### DATA RECORDS

PR #10282, opened 2026-03-22
Get-DbaAgRingBuffer - Add command for HADR ring buffer diagnostics

### LINKED ISSUE #9823: Expose the internal HA/DR ring buffers, for better health information about Always On availability groups

[This official documentation](https://learn.microsoft.com/en-us/sql/database-engine/availability-groups/windows/always-on-ring-buffers?view=sql-server-ver16) shows how to query the internal ring buffers for HA/DR. It describes them by saying
> The ring buffers are created during SQL Server startup, and record alerts within the SQL Server system for internal diagnostics. They aren't supported, but you can still extract valuable information from them when troubleshooting issues. These ring buffers provide another source of diagnostics when SQL Server stops responding or has crashed.

We should add this to our suite of commands for getting information about AGs.

Yes

### Technical Details

I imagine that our existing commands for hitting Extended Events may be of a value.

andreasjordan:
Implements `Get-DbaAgRingBuffer` to expose the internal HADR ring buffers for Always On AG diagnostics.

Queries `sys.dm_os_ring_buffers` for the four HADR-specific types: `RING_BUFFER_HADRDBMGR_API`, `RING_BUFFER_HADRDBMGR_STATE`, `RING_BUFFER_HADRDBMGR_COMMIT`, and `RING_BUFFER_HADR_TRANSPORT_STATE`.

Returns raw XML records alongside metadata so callers have full access to the diagnostic data without fragile type-specific XML parsing.

Closes #9823

### DIFF
--- a/dbatools.psd1
+++ b/dbatools.psd1
@@ -196,6 +196,7 @@
         'Get-DbaAgHadr',
         'Get-DbaAgListener',
         'Get-DbaAgReplica',
+        'Get-DbaAgRingBuffer',
         'Get-DbaAvailabilityGroup',
         'Get-DbaAvailableCollation',
         'Get-DbaBackupDevice',
--- a/dbatools.psm1
+++ b/dbatools.psm1
@@ -607,6 +607,7 @@ if ($PSVersionTable.PSVersion.Major -lt 5) {
         'Mount-DbaDatabase',
         'Dismount-DbaDatabase',
         'Get-DbaAgReplica',
+        'Get-DbaAgRingBuffer',
         'Get-DbaAgDatabase',
         'Get-DbaAgDatabaseReplicaState',
         'Get-DbaModule',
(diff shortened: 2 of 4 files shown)


ReeceGoding:
Looks good to me. The timestamp stuff looks a bit weird, but it made sense once I remembered [the definition of the timestamp column](https://learn.microsoft.com/en-us/sql/relational-databases/system-dynamic-management-views/sys-dm-os-ring-buffers-transact-sql?view=sql-server-ver17).

I wonder if a `CollectionMinutes` parameter is worth adding for consistency with `Get-DbaCpuRingBuffer`? I'm not decided on that.

andreasjordan:
@claude please have a look at the last comment. I think we should add CollectionMinutes for consistency with Get-DbaCpuRingBuffer.

potatoqualitee:
awesome, thank you both 💯

PR #10289, opened 2026-03-28
Fix DAC connection reuse detection causing excessive DAC errors in Sync-DbaAvailabilityGroup

### LINKED ISSUE #10284: Sync-DbaAvailabilityGroup generates excessive amount of DAC connection errors since v2.7.25 in SQL Error Log

Since dbatools version v2.7.25 (this issue did not occur in v2.7.24, as confirmed by SQL Error Log analysis and multiple tests with different module versions across multiple SQL environments), we have been receiving a large number of alerts from our SQL monitoring platform. The SQL Error Log reports repeated errors of the following type:

_“Could not connect because the maximum number of '1' dedicated administrator connections already exists. Before a new connection can be made, the existing dedicated administrator connection must be dropped, either by logging off or ending the process.”_

We run a PowerShell script every night that keeps the secondary node of an Always On Availability Group synchronized with the primary.
The timestamps in the SQL Error Log correlate exactly with the runtime of this script, which uses Sync-DbaAvailabilityGroup.

In the dbatools release history, we noticed several DAC‑related changes introduced in v2.7.25. 
We experienced a similar (but far less severe) issue in the past, where only about three DAC‑related errors appeared in the log:
https://github.com/dataplat/dbatools/issues/9204

However, in one customer environment, we now see 30–40 DAC errors within an 8‑minute window when Sync-DbaAvailabilityGroup runs.
In addition, since v2.7.25, the runtime of this script increased significantly, from an average of ~2 minutes to ~8 minutes, without any material changes to the SQL environment.

**Errors observed in verbose output**

Verbose output from Sync-DbaAvailabilityGroup shows repeated exceptions such as:
Exception calling "EnumMembers" with "0" argument(s): "Enumerate members failed for DatabaseRole 'db_securityadmin'."
...
Exception calling "EnumMembers" with "0" argument(s): "Enumerate members failed for DatabaseRole 'RSExecRole'."
...
Exception calling "EnumMembers" with "0" argument(s): "Enumerate members failed for DatabaseRole 'db_backupoperator'."

Additionally, we see warnings such as:

WARNING: [Sync-DbaLoginPermission] Issue syncing permissions for login | An existing connection was forcibly closed by the remote host

**Relevant changes introduced in v2.7.25**
Based on the release notes, the following behavior was introduced:

When opening a connection we test if we need a DAC and we test if we already have a DAC. We reuse a DAC when possible. We remember if we opened a DAC to later be able to close it.

Get-DecryptedObject needs two things:

A Dedicated Admin Connection (DAC) to select master.sys.syslnklgns
A WinRM connection to read "HKLM:\SOFTWARE\Microsoft\Microsoft SQL Server$serviceInstanceId\Security"
That's why Get-DecryptedObject needs $Credential which it used all the time, but the parameter was missing. So every command that calls Get-DecryptedObject needs $Credential as well.

**Question**
Is the $Credential parameter now required for decrypting passwords via the DAC connection?
In other words, does omitting $Credential cause the DAC‑related errors and forced connection drops we are seeing?

Or is $Credential still optional, and is the increased DAC usage and the new DAC reuse logic introduced in v2.7.25 causing a separate underlying issue?

### Steps to Reproduce

$primary = server1\instance
secondary  = server2\instance
$MSXjobs = $MSXjobs = (Get-DbaAgentJob -SqlInstance $primary | Where-Object Category -eq "Jobs from MSX").Name

Sync-DbaAvailabilityGroup -Primary $primary -Secondary $secondary -Exclude AgentOperator,CustomErrors -ExcludeJob $MSXjobs -ExcludeLogin sa,$executingUser -Force -Verbose


2.7.27

### Other details or mentions

_No response_

### PowerShell Host Version


PSVersion                      5.1.17763.8510                                                                                                                                                                                                                                                                                                                                                                      
BuildVersion                   10.0.17763.8510                                                                                                                                                                                                                                                                                                                                                                     




Microsoft SQL Server 2019 (RTM-CU32-GDR) (KB5068404) - 15.0.4455.2 (X64)   Oct  7 2025 21:10:15   Copyright (C) 2019 Microsoft Corporation  Enterprise Edition: Core-based Licensing (64-bit) on Windows Server 2019 Datacenter 10.0 <X64> (Build 17763: ) (Hypervisor) 

### .NET Framework Version

.NET Framework 4.8.4795.0

andreasjordan:
Fix two bugs introduced in v2.7.25 that cause 30-40 "max 1 DAC connections" errors in the SQL Error Log when Sync-DbaAvailabilityGroup runs.

**Bug 1: dacConnected check used Server.Name instead of ConnectionContext.ServerInstance**

Server.Name never has the ADMIN: prefix for DAC connections — that lives in ConnectionContext.ServerInstance. The broken check caused Copy-DbaCredential, Copy-DbaDbMail, and Copy-DbaLinkedServer to always think no DAC was open, set $dacOpened = $true, and disconnect the shared DAC in their end blocks.

**Bug 2: Sync-DbaLoginPermission received the DAC server object**

Update-SqlPermission calls SqlConnectionObject.Close() in tight loops (per role per database per login). With a DAC connection, each Close() physically terminates the TCP connection and the next SMO operation immediately tries to reconnect to ADMIN:server. TCP close propagation timing causes SQL Server to see the old connection as still active, generating the errors.

Fixes #10284

Generated with [Claude Code](https://claude.ai/code)) | [View branch](https://github.com/dataplat/dbatools/tree/claude/issue-10284-20260327-2247

### DIFF
--- a/public/Copy-DbaCredential.ps1
+++ b/public/Copy-DbaCredential.ps1
@@ -156,7 +156,7 @@ function Copy-DbaCredential {
             if ($ExcludePassword) { $dacNeeded = $false } else { $dacNeeded = $true }
 
             # Do we have a dedicated admin connection already?
-            $dacConnected = $Source.Type -eq 'Server' -and $Source.InputObject.Name -match '^ADMIN:'
+            $dacConnected = $Source.Type -eq 'Server' -and $Source.InputObject.ConnectionContext.ServerInstance -match '^ADMIN:'
 
             $dacOpened = $false
             if ($dacNeeded) {
--- a/public/Copy-DbaDbMail.ps1
+++ b/public/Copy-DbaDbMail.ps1
@@ -390,7 +390,7 @@ function Copy-DbaDbMail {
             if ($ExcludePassword) { $dacNeeded = $false } else { $dacNeeded = $true }
 
             # Do we have a dedicated admin connection already?
-            $dacConnected = $Source.Type -eq 'Server' -and $Source.InputObject.Name -match '^ADMIN:'
+            $dacConnected = $Source.Type -eq 'Server' -and $Source.InputObject.ConnectionContext.ServerInstance -match '^ADMIN:'
 
             $dacOpened = $false
             if ($dacNeeded) {
--- a/public/Copy-DbaLinkedServer.ps1
+++ b/public/Copy-DbaLinkedServer.ps1
@@ -307,7 +307,7 @@ function Copy-DbaLinkedServer {
             if ($ExcludePassword) { $dacNeeded = $false } else { $dacNeeded = $true }
 
             # Do we have a dedicated admin connection already?
-            $dacConnected = $Source.Type -eq 'Server' -and $Source.InputObject.Name -match '^ADMIN:'
+            $dacConnected = $Source.Type -eq 'Server' -and $Source.InputObject.ConnectionContext.ServerInstance -match '^ADMIN:'
 
             $dacOpened = $false
             if ($dacNeeded) {
--- a/public/Export-DbaCredential.ps1
+++ b/public/Export-DbaCredential.ps1
@@ -115,7 +115,7 @@ function Export-DbaCredential {
                 if ($ExcludePassword) { $dacNeeded = $false } else { $dacNeeded = $true }
 
                 # Do we have a dedicated admin connection already?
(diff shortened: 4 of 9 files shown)


andreasjordan:
I will test this this weekend.

andreasjordan:
See issue on details why I closed this.

PR #10293, opened 2026-03-30
Get-DbaNetworkEncryption - Add command to retrieve TLS certificate from SQL Server network

andreasjordan:
Adds `Get-DbaNetworkEncryption` which retrieves the TLS/SSL certificate presented by a SQL Server instance during the TLS handshake, without requiring Windows host access or WinRM.

**Key features:**
- Connects directly to SQL Server's TCP port via TLS/SSL
- No Windows host access required (no WinRM)
- Handles named instances via SQL Browser (UDP 1434) with proper DNS resolution
- Returns Subject, Issuer, Thumbprint, Expiration, DNS SANs, and more
- Graceful error handling for instances without TLS configured

This complements `Get-DbaNetworkCertificate` (which reads from the Windows registry, requires WinRM) by instead showing what certificate is actually being presented to clients.

### DIFF
--- a/dbatools.psd1
+++ b/dbatools.psd1
@@ -333,6 +333,7 @@
         'Get-DbaMsdtc',
         'Get-DbaNetworkActivity',
         'Get-DbaNetworkCertificate',
+        'Get-DbaNetworkEncryption',
         'Get-DbaNetworkConfiguration',
         'Get-DbaOpenTransaction',
         'Get-DbaOperatingSystem',
--- a/dbatools.psm1
+++ b/dbatools.psm1
@@ -1068,6 +1068,7 @@ if ($PSVersionTable.PSVersion.Major -lt 5) {
         'Test-DbaComputerCertificateExpiration',
         'Test-DbaNetworkCertificate',
         'Get-DbaNetworkCertificate',
+        'Get-DbaNetworkEncryption',
         'Set-DbaNetworkCertificate',
         'Remove-DbaDbLogShipping',
         'Invoke-DbaDbLogShipping',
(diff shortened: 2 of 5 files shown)


andreasjordan:
@claude I have added two files in this branch:
* private/functions/Get-SqlServerTlsCertificate.ps1
* public/Get-DbaNetworkEncryption.ps1

Get-SqlServerTlsCertificate should be called from Get-DbaNetworkEncryption. We want to preserve the content of Get-SqlServerTlsCertificate as much as possible but some modifications are allowed if needed.

Please add the code that is needed to get this working.

andreasjordan:
The command works in my lab as expected.

andreasjordan:
@claude we still want to support PowerShell version 3. Would it be possible to change the code of private/functions/Get-SqlServerTlsCertificate.ps1 to be compatible with PowerShell version 3? Don't change the code yet, only analyze.

andreasjordan:
@claude please implement the suggested changes.

andreasjordan:
I'm very happy with this command and it works in my lab. But I would like to remove the port from the output as we don't get the used port from the private function and the output is all about the certificate and the port is not so importent.

What do you think @potatoqualitee ?

potatoqualitee:
either works, so your preference 😊

potatoqualitee:
and thank you! im looking super forward to this command

andreasjordan:
Ok, I will update the code tomorrow.

andreasjordan:
It works!

image

potatoqualitee:
i have rarely been more excited for a new command 🥳 🥳 🥳 🥳 🥳 🥳 🥳  thank you!!

PR #10295, opened 2026-03-31
Export-DbaCredential - Add IF NOT EXISTS guard to exported SQL scripts

### LINKED ISSUE #8618: If EXIST Logic check for Export-DbaCredential

Hello, can I suggest adding an "IF EXIST" Logic check to the function "Export-DbaCredential"?

This would aid during with migration or DR scripts, so that only missing credentials are created

Yes

### Technical Details

I would suggest adding the following to lines 191 & 194

sql += "IF NOT EXISTS(SELECT [name] FROM master.sys.credentials WHERE [name] = '$quotename') CREATE CREDENTIAL

as a prefix to the current sql += "CREATE CREDENTIAL

andreasjordan:
Wraps each CREATE CREDENTIAL statement with an IF NOT EXISTS check against sys.credentials so that exported scripts are idempotent and only create missing credentials during migrations or DR script replays.

Closes #8618

### DIFF
--- a/public/Export-DbaCredential.ps1
+++ b/public/Export-DbaCredential.ps1
@@ -165,6 +165,7 @@ function Export-DbaCredential {
 
             foreach ($cred in $credentials) {
                 $quotename = $cred.Quotename
+                $credName = $cred.Name.Replace("'", "''")
                 $identity = $cred.Identity.Replace("'", "''")
                 $password = $cred.Password.Replace("'", "''")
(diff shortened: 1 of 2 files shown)


andreasjordan:
@claude please read the other `Export-Dba*` commands and see if this pattern should be applied there as well.

potatoqualitee:
thank you 🥇

PR #10298, opened 2026-03-31
Get-DbaService - Add PowerBI Report Server detection

### LINKED ISSUE #8408: Get-DbaSerivce detect PowerBI service
### Summarize Functionality

For the Get-DbaService command to detect with PowerBI server is installed.  I know this is not a service that is installed with the installed, but neither is SSRS anymore, but I've got a job now where this was installed on a server, and it would be nice if it could be detected for when using the Max Memory stuff and setting service account stuff.

No

### Technical Details

_No response_

andreasjordan:
Detect Power BI Report Server (PBIRS) as a distinct service type ('PowerBI') instead of incorrectly labeling it as 'SSRS'. PBIRS uses the WMI namespace RS_PBIRS under root\Microsoft\SQLServer\ReportServer; this prefix is now used to set the appropriate ServiceType.

Adds 'PowerBI' to the -Type ValidateSet so callers can filter specifically for PBIRS services.

Fixes #8408

### DIFF
--- a/private/functions/Get-DbaReportingService.ps1
+++ b/private/functions/Get-DbaReportingService.ps1
@@ -116,7 +116,8 @@ function Get-DbaReportingService {
                     if ($serviceArray -notcontains $($service.ServiceName)) {
                         if (!$InstanceName -or $service.InstanceName -in $InstanceName) {
                             #Add other properties and methods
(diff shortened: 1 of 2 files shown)


andreasjordan:
I can not test this.

potatoqualitee:
Seems reasonable 👍🏼

PR #10305, opened 2026-04-03
Copy-DbaLogin - Add -ExcludeDatabaseMapping to sync only server permissions

### LINKED ISSUE #8312: Copy-DbaLogin Permissions sync only Server Roles and Server securables
### Summarize Functionality

We have a system where logins gets created regularly. We are using copy-dbalogin to sync logins between nodes in Availability groups. 
With a large number of databases copy-dbalogin performs slower than we would like. 
When using the -ExcludePermissionSync , performance is great but server permissions are not carried over. 

It would be helpful if the function has an option for Server Permissions only and avoids looping through all databases for database permissions. 

No

### Technical Details

_No response_

andreasjordan:
Adds a new `-ExcludeDatabaseMapping` switch to `Copy-DbaLogin` that syncs only server-level roles and securables, skipping the database mapping loop.

This addresses the performance concern for instances with many databases where full permission sync is slow but `-ExcludePermissionSync` discards desired server-level permissions.

Fixes #8312

### DIFF
--- a/private/functions/Update-SqlPermission.ps1
+++ b/private/functions/Update-SqlPermission.ps1
@@ -32,6 +32,7 @@ function Update-SqlPermission {
         [ValidateNotNullOrEmpty()]
         [object]$DestLogin,
         [switch]$ObjectLevel,
+        [switch]$ExcludeDatabaseMapping,
         [switch]$EnableException
     )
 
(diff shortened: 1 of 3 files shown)


potatoqualitee:
nice and straightforward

### WHAT YOU HAVE TO DO
When the line with "-607,6 +607,7 @@" is reached in the data above, start copying there, and copy each line exactly until the line with "Since dbatools version" has been copied; copy nothing else.

### RESPONSE TO THIS TASK
@@ -607,6 +607,7 @@ if ($PSVersionTable.PSVersion.Major -lt 5) {
         'Mount-DbaDatabase',
         'Dismount-DbaDatabase',
         'Get-DbaAgReplica',
+        'Get-DbaAgRingBuffer',
         'Get-DbaAgDatabase',
         'Get-DbaAgDatabaseReplicaState',
         'Get-DbaModule',
(diff shortened: 2 of 4 files shown)


ReeceGoding:
Looks good to me. The timestamp stuff looks a bit weird, but it made sense once I remembered [the definition of the timestamp column](https://learn.microsoft.com/en-us/sql/relational-databases/system-dynamic-management-views/sys-dm-os-ring-buffers-transact-sql?view=sql-server-ver17).

I wonder if a `CollectionMinutes` parameter is worth adding for consistency with `Get-DbaCpuRingBuffer`? I'm not decided on that.

andreasjordan:
@claude please have a look at the last comment. I think we should add CollectionMinutes for consistency with Get-DbaCpuRingBuffer.

potatoqualitee:
awesome, thank you both 💯

PR #10289, opened 2026-03-28
Fix DAC connection reuse detection causing excessive DAC errors in Sync-DbaAvailabilityGroup

### LINKED ISSUE #10284: Sync-DbaAvailabilityGroup generates excessive amount of DAC connection errors since v2.7.25 in SQL Error Log

Since dbatools version v2.7.25 (this issue did not occur in v2.7.24, as confirmed by SQL Error Log analysis and multiple tests with different module versions across multiple SQL environments), we have been receiving a large number of alerts from our SQL monitoring platform. The SQL Error Log reports repeated errors of the following type:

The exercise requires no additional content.